-------- Records for the exercise

PR #86, opened 2017-11-04
nohoist RFC

connectdotz:
addressing [#3882](https://github.com/yarnpkg/yarn/issues/3882)

### DIFF
--- a/accepted/0000-nohoist.md
+++ b/accepted/0000-nohoist.md
@@ -23,13 +23,30 @@ See issue [#3882](https://github.com/yarnpkg/yarn/issues/3882) for why developer
 
 # Detailed design
 
+## Summary: what does nohoist really do
+At the end of the day, nohoist is just a mechanism to determine a different 'hoist' point. By default, **all** packages in the workspaces are hoisted to the **root**, except for version conflicts (similar to [npm resolution](https://docs.npmjs.com/how-npm-works/npm3)). Nohoist provided a mechanism to custom this algorithm and determine:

----------------

__Your task__. Every line above carrying the word "yarnpkg" needs to be shown.

__Task response__.
addressing [#3882](https://github.com/yarnpkg/yarn/issues/3882)
@@ -23,13 +23,30 @@ See issue [#3882](https://github.com/yarnpkg/yarn/issues/3882) for why developer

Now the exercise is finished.